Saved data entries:
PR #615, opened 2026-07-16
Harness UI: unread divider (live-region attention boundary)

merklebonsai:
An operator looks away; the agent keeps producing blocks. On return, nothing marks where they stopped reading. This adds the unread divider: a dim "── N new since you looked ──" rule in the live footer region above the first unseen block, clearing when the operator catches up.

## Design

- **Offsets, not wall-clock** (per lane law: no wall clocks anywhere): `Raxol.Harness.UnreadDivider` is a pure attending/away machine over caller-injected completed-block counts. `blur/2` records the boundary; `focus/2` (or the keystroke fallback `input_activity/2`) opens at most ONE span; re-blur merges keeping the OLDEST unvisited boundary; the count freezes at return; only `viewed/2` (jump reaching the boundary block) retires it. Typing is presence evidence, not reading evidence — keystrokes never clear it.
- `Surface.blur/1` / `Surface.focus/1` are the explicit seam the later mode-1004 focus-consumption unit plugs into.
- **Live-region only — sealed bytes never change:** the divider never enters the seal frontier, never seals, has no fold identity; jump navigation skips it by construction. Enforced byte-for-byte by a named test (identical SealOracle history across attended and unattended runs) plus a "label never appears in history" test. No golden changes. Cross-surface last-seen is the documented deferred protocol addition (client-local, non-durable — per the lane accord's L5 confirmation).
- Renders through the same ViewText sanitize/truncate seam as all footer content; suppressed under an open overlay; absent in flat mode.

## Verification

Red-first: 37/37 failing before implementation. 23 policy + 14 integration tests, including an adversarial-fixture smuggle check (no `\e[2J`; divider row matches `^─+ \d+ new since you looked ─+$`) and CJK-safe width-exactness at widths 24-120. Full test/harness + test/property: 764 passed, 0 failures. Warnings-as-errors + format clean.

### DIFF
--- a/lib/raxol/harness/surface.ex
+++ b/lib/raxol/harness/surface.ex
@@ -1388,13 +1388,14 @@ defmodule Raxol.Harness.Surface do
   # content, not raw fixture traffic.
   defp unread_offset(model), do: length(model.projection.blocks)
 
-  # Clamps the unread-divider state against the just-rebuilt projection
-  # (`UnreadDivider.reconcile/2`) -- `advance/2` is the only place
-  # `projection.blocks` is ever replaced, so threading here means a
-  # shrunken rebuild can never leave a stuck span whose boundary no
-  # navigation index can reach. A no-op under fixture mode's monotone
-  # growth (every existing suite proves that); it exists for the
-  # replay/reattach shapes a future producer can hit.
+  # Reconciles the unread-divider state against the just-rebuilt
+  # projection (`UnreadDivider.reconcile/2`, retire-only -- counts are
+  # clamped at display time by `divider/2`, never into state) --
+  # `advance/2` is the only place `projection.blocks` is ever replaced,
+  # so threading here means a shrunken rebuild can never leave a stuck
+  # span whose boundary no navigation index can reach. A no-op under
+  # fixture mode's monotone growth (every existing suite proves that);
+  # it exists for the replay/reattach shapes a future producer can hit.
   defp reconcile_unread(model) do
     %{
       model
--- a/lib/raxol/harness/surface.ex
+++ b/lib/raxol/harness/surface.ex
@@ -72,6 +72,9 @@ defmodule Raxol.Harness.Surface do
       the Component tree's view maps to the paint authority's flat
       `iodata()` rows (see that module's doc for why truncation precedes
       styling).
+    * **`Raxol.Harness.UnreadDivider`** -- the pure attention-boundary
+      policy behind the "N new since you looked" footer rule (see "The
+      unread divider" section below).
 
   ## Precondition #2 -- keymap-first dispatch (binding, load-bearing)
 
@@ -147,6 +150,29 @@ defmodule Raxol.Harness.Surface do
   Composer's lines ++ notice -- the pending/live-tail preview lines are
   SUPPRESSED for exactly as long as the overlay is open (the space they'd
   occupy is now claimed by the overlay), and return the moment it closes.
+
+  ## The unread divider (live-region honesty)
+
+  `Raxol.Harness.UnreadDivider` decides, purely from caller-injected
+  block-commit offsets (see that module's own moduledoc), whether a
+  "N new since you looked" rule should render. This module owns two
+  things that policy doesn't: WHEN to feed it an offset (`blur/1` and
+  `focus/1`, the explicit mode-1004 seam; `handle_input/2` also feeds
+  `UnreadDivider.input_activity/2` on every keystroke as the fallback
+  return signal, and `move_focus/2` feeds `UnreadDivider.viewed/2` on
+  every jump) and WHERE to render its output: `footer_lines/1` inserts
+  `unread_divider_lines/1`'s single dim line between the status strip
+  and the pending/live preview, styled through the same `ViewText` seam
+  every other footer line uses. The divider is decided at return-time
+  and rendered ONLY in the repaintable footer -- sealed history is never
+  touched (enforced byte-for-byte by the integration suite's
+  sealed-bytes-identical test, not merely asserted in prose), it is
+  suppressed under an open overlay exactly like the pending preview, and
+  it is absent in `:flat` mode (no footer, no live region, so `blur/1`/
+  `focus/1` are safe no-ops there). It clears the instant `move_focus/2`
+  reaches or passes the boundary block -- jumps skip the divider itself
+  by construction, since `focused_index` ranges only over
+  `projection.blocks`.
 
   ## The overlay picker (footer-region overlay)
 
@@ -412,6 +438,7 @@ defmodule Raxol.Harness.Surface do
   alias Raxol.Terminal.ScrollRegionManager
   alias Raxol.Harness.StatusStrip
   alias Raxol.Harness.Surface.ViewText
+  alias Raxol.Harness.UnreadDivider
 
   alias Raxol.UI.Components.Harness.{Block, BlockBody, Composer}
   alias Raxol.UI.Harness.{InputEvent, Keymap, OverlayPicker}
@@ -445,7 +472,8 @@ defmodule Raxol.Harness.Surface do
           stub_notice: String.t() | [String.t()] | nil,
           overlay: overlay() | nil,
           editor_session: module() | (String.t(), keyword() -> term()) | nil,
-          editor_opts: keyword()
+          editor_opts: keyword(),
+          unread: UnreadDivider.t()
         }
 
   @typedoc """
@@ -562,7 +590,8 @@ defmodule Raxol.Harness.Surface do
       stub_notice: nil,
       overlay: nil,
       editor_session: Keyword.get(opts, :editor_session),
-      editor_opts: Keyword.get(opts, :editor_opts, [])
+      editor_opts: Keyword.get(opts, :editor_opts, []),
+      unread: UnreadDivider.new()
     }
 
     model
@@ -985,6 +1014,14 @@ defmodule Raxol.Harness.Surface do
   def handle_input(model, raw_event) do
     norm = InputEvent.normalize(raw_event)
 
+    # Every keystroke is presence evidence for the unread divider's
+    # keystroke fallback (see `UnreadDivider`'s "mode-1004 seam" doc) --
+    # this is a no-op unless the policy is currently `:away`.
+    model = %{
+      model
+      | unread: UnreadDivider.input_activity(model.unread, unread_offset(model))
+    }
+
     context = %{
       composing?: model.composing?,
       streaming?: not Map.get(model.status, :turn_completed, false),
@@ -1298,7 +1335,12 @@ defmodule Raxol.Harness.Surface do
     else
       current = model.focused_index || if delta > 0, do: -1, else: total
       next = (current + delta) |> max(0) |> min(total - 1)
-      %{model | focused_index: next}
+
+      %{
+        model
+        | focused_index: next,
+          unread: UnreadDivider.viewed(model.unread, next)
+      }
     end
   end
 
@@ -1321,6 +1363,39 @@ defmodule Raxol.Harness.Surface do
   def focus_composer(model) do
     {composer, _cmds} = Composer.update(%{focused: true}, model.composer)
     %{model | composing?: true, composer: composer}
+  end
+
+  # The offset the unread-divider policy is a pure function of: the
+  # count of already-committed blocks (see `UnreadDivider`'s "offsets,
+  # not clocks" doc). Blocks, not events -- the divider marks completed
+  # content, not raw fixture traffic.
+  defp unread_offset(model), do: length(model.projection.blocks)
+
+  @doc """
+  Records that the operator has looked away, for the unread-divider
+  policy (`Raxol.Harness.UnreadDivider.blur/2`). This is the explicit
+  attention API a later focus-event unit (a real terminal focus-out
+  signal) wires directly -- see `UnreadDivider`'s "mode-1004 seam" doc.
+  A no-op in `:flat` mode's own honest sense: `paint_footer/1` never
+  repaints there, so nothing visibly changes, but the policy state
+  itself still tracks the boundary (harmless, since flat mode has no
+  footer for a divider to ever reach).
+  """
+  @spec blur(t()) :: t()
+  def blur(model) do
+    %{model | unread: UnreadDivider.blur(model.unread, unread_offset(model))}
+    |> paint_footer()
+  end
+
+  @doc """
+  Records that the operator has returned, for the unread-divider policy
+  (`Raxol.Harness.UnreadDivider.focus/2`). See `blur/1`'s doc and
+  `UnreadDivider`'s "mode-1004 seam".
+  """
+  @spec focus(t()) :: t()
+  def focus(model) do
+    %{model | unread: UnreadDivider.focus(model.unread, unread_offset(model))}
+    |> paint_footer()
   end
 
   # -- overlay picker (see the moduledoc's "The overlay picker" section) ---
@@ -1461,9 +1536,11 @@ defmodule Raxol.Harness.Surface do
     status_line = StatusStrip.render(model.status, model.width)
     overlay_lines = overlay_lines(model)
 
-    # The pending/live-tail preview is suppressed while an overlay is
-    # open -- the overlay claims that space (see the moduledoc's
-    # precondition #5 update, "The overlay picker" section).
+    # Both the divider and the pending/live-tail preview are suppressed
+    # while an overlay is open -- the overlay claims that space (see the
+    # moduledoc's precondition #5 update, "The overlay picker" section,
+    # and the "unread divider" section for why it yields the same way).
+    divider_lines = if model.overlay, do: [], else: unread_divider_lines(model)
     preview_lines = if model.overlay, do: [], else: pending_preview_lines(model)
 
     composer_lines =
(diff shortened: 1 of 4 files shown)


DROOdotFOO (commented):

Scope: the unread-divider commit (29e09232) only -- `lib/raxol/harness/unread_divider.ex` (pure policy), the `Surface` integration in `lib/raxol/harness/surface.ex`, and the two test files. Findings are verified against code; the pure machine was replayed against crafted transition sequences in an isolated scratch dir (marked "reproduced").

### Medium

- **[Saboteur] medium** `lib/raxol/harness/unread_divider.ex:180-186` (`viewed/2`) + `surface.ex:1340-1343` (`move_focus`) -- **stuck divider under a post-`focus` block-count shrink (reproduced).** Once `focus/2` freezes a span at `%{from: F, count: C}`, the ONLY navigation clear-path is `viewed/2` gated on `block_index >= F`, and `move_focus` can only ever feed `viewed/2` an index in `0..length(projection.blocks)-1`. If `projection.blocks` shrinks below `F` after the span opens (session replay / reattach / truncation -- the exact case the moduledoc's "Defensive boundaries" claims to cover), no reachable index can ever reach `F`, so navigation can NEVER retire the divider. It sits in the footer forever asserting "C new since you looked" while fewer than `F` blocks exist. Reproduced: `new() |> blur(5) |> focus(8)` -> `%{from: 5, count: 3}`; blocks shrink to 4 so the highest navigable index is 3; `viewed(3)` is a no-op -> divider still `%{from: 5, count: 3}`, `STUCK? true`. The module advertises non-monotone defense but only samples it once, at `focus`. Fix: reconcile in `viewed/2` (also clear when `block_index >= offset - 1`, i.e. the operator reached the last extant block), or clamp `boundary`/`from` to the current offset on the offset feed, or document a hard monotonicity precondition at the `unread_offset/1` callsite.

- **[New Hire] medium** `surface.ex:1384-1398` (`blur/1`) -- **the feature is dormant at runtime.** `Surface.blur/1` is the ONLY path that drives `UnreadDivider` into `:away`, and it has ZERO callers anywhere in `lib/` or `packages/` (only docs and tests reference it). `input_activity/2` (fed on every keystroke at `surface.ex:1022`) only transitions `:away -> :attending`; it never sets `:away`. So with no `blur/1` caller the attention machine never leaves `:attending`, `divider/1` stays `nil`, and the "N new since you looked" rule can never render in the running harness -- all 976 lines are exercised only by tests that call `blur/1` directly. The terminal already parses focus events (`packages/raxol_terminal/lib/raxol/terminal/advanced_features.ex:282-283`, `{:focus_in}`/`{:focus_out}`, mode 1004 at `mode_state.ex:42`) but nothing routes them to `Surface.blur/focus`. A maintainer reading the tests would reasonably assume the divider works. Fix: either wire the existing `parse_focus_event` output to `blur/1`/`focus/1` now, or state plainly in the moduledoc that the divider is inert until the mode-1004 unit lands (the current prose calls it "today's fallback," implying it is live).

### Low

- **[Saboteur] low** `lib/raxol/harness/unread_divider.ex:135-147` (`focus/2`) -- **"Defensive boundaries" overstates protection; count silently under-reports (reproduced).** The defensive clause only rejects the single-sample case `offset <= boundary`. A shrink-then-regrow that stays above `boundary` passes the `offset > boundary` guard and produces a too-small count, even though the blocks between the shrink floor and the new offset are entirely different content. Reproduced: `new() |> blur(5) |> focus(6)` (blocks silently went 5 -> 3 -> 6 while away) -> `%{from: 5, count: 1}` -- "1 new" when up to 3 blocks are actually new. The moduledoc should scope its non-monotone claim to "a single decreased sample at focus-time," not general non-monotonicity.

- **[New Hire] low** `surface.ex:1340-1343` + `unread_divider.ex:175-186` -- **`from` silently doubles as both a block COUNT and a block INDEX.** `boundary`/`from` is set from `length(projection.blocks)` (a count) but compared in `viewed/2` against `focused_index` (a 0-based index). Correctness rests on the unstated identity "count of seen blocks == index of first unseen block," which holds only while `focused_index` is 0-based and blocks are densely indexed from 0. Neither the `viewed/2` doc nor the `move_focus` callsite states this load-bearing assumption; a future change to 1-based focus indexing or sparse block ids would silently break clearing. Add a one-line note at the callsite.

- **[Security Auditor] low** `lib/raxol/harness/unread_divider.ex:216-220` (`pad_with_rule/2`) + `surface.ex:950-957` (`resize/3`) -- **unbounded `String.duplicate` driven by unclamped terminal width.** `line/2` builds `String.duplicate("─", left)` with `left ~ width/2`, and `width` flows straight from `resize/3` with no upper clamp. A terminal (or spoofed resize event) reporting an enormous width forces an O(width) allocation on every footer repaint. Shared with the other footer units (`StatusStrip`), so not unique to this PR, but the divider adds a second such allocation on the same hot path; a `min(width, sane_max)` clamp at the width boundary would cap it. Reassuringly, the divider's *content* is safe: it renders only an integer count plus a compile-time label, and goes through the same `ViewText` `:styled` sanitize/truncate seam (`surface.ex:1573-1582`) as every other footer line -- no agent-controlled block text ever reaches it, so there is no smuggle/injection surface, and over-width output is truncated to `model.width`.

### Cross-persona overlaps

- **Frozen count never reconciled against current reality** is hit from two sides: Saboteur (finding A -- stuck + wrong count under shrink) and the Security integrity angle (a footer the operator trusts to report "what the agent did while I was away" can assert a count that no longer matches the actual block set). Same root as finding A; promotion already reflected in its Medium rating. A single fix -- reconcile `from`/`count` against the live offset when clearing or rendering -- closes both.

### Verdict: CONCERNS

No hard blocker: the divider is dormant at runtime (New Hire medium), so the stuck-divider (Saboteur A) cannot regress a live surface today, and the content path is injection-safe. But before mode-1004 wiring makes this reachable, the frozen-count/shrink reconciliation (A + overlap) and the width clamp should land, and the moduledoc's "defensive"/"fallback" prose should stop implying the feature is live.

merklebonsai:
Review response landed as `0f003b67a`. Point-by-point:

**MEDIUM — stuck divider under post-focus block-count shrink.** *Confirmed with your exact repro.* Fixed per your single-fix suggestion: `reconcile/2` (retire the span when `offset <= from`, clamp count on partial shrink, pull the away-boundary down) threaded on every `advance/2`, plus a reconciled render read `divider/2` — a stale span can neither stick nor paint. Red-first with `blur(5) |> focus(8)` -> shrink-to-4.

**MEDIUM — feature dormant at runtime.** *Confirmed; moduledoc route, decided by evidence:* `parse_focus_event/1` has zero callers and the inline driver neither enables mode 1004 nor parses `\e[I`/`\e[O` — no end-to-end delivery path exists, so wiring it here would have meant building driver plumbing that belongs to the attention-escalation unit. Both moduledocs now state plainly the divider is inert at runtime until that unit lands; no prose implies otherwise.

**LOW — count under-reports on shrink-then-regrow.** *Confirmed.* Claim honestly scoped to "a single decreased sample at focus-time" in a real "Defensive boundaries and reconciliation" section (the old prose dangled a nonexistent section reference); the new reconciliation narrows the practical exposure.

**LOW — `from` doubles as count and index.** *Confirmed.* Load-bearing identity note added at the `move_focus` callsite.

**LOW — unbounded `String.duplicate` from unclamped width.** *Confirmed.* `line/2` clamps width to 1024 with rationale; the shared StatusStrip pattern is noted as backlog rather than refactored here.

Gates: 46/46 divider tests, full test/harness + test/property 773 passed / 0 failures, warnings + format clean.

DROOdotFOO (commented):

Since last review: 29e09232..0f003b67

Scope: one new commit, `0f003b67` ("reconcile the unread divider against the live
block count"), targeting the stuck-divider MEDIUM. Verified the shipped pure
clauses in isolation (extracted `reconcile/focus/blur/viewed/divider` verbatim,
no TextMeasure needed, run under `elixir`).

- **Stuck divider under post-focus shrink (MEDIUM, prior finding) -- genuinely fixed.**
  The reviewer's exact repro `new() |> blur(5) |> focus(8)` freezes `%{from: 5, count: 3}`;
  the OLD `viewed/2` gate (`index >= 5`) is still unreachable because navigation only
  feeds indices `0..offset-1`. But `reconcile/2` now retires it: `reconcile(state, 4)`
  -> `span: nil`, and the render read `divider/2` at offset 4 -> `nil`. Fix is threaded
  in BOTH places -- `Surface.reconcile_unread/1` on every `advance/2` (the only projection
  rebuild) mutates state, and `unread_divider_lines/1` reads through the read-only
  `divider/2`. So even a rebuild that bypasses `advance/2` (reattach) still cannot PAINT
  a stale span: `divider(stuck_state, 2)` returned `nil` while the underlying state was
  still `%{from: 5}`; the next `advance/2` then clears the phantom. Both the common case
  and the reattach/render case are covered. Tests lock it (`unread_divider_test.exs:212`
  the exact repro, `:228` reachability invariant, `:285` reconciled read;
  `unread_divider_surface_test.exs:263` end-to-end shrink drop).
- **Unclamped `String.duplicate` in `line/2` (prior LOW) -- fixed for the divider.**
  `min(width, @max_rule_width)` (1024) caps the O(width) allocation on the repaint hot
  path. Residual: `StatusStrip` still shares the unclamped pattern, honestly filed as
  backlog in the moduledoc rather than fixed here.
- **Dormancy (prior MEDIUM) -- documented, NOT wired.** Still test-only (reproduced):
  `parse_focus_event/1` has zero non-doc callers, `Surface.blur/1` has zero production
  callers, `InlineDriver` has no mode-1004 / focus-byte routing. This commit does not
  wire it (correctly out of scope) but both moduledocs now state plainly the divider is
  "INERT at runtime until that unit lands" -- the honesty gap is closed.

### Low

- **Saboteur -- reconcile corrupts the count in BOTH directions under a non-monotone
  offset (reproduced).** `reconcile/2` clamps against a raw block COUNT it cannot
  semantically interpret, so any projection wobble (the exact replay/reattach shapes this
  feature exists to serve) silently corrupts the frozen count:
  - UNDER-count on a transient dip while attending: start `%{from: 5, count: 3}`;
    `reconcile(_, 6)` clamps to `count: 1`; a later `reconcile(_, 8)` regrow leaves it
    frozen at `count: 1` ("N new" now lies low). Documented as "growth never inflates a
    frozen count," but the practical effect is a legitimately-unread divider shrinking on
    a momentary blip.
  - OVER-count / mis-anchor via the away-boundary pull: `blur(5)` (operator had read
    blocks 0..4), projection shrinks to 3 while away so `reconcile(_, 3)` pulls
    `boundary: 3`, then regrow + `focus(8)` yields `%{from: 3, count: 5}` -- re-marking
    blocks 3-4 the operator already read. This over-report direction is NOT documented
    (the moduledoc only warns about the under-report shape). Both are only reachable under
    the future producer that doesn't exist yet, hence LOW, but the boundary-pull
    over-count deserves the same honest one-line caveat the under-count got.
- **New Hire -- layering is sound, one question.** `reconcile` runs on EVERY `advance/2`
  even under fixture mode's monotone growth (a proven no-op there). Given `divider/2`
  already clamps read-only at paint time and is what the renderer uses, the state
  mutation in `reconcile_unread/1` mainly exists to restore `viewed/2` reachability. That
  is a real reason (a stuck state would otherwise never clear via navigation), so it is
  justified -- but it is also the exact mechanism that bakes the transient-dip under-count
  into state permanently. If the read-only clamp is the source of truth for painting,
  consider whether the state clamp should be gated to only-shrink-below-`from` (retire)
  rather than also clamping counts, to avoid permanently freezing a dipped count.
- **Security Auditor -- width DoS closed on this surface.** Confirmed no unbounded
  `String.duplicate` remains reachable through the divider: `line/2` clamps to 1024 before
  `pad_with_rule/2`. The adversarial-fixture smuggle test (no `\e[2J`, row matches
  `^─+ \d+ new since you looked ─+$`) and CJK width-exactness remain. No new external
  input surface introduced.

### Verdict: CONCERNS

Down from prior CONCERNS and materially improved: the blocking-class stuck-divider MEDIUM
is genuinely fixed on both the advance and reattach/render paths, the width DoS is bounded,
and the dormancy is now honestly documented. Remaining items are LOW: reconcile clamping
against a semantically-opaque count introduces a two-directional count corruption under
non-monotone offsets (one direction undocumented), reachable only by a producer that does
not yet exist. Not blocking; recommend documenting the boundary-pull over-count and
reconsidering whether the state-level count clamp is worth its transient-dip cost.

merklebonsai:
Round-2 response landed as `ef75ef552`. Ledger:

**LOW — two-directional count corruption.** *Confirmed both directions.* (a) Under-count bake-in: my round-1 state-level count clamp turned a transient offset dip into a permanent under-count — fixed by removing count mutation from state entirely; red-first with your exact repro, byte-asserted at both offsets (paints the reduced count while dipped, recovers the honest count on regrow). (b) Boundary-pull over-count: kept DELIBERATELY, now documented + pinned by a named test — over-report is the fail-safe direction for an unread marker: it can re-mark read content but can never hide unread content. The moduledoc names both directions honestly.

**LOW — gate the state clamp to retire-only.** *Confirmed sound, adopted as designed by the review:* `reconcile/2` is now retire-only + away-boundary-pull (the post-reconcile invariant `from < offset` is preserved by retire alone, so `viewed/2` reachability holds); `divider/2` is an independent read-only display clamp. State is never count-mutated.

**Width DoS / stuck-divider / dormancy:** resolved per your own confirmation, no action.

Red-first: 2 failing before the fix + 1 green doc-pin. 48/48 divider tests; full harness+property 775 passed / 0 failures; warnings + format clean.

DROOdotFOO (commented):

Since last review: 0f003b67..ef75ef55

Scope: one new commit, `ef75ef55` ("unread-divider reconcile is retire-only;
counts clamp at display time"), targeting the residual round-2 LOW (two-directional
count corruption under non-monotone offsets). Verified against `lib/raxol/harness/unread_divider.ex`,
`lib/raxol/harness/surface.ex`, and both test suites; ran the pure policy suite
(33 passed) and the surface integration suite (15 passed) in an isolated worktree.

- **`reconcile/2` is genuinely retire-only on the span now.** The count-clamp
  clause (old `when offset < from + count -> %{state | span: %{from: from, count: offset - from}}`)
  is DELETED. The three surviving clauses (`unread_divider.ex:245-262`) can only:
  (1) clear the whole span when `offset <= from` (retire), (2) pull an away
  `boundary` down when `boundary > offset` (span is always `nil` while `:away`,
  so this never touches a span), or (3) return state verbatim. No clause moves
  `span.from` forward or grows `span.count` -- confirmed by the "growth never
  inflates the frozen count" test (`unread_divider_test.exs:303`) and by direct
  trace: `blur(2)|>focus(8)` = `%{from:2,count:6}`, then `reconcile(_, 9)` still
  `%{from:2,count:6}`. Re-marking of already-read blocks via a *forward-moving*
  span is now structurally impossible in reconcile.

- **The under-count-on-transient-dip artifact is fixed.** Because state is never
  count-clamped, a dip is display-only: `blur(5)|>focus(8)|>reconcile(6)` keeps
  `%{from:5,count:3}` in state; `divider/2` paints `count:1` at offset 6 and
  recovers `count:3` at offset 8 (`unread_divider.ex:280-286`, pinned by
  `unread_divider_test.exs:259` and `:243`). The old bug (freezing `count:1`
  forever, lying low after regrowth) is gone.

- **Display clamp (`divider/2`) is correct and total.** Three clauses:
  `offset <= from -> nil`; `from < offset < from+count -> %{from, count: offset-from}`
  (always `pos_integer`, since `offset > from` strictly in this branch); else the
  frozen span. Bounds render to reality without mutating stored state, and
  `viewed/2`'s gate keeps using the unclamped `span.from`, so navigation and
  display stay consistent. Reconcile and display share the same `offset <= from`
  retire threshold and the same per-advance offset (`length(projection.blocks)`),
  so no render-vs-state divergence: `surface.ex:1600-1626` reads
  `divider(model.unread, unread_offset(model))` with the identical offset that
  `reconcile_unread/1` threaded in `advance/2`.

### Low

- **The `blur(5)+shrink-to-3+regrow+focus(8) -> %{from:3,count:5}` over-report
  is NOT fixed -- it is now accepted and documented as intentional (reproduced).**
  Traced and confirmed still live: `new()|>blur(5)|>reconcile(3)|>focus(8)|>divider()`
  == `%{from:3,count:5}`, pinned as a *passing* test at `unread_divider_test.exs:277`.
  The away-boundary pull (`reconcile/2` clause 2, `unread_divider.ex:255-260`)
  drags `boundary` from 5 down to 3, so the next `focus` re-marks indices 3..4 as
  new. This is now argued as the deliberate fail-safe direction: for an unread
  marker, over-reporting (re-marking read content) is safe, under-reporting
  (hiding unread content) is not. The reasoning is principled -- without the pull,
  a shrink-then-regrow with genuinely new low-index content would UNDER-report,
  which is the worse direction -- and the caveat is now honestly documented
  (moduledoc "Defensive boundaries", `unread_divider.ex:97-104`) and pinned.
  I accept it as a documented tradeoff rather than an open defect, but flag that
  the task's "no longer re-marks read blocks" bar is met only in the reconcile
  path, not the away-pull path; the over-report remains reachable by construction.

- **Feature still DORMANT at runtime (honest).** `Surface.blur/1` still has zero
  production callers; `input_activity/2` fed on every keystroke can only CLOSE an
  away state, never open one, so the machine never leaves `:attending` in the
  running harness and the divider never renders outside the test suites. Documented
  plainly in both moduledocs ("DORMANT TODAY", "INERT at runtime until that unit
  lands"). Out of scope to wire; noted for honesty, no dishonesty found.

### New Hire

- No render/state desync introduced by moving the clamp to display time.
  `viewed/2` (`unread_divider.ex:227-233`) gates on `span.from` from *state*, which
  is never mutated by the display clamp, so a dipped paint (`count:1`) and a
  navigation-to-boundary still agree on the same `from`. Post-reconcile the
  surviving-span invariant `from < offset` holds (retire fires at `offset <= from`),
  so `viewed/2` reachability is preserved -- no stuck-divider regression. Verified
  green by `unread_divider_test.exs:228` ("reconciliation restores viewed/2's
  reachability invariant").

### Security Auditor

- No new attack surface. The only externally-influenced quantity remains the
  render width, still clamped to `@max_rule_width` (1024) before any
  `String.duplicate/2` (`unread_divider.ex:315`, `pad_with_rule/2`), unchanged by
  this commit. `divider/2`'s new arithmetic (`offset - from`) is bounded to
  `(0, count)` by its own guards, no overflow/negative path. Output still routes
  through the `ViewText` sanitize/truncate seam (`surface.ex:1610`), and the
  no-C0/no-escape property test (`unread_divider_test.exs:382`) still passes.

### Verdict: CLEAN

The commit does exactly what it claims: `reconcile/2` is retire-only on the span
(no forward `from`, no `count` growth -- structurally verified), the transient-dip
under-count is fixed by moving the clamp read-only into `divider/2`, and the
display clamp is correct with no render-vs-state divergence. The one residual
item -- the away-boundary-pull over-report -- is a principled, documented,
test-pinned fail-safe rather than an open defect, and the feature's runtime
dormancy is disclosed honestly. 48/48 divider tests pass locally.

§ **Problem requirements**:
An exact copy of the lines above between the line holding "-1388,13 +1388,14 @@ defmodule Raxol.Harness.Surface do" and the line holding "# clamped at", inclusive, is the whole answer.

§ **Response to the exercise**:
@@ -1388,13 +1388,14 @@ defmodule Raxol.Harness.Surface do
   # content, not raw fixture traffic.
   defp unread_offset(model), do: length(model.projection.blocks)
 
-  # Clamps the unread-divider state against the just-rebuilt projection
-  # (`UnreadDivider.reconcile/2`) -- `advance/2` is the only place
-  # `projection.blocks` is ever replaced, so threading here means a
-  # shrunken rebuild can never leave a stuck span whose boundary no
-  # navigation index can reach. A no-op under fixture mode's monotone
-  # growth (every existing suite proves that); it exists for the
-  # replay/reattach shapes a future producer can hit.
+  # Reconciles the unread-divider state against the just-rebuilt
+  # projection (`UnreadDivider.reconcile/2`, retire-only -- counts are
+  # clamped at display time by `divider/2`, never into state) --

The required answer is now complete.